***** RECORDS SHOWN

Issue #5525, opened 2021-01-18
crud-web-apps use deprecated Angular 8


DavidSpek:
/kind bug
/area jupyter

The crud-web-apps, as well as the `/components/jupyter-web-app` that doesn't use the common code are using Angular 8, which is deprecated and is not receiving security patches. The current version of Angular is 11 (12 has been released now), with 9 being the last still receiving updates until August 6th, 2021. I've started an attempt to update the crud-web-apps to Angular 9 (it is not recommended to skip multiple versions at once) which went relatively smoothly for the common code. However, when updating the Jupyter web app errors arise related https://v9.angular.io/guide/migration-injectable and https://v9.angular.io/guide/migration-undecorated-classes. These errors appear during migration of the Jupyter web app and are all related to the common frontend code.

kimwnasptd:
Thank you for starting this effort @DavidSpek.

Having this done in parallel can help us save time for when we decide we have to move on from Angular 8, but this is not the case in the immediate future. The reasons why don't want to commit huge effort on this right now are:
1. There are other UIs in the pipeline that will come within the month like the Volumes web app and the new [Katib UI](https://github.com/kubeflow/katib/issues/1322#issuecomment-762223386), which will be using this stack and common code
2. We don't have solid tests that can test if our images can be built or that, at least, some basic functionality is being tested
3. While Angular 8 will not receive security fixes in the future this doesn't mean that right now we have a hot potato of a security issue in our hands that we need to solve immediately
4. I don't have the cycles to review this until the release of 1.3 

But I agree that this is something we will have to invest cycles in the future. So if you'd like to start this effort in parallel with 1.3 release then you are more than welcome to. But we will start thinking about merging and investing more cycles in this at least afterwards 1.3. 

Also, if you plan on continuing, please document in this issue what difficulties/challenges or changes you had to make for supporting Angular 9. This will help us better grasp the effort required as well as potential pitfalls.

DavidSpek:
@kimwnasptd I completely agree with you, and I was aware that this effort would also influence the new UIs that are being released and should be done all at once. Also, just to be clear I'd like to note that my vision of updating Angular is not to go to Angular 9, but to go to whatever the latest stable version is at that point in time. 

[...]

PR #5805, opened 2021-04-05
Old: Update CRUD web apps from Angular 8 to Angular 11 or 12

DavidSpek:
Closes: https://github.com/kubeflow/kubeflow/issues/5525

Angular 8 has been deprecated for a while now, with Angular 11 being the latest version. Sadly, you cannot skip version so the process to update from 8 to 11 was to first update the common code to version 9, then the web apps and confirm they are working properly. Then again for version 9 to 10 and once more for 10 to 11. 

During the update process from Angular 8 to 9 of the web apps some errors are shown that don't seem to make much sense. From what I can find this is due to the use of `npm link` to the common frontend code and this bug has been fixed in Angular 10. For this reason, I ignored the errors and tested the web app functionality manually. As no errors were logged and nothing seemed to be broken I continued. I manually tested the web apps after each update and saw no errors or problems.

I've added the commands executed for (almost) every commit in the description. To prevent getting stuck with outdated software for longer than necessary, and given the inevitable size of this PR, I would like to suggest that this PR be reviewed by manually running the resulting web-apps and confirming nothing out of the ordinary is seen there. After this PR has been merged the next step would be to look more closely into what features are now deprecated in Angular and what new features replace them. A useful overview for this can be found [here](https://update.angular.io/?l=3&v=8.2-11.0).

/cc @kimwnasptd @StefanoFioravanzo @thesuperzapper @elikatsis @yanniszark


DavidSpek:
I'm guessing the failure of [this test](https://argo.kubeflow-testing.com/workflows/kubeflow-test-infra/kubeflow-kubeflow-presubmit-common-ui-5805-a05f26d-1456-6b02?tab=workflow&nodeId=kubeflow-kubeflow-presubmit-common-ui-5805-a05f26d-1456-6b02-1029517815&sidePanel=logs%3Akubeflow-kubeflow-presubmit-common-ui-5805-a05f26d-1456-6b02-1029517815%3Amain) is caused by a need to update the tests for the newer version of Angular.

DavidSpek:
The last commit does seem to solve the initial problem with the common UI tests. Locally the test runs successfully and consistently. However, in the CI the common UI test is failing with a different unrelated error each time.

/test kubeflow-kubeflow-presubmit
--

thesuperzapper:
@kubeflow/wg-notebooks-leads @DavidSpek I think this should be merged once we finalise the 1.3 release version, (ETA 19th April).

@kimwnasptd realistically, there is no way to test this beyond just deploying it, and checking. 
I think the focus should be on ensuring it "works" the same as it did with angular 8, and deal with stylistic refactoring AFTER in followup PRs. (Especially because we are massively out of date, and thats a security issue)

**********

Write down, word for word, the lines above from the one containing "Thank you for" through the one containing "1. There are", both ends included.

- SOLVED EXERCISE:
Thank you for starting this effort @DavidSpek.

Having this done in parallel can help us save time for when we decide we have to move on from Angular 8, but this is not the case in the immediate future. The reasons why don't want to commit huge effort on this right now are:
1. There are other UIs in the pipeline that will come within the month like the Volumes web app and the new [Katib UI](https://github.com/kubeflow/katib/issues/1322#issuecomment-762223386), which will be using this stack and common code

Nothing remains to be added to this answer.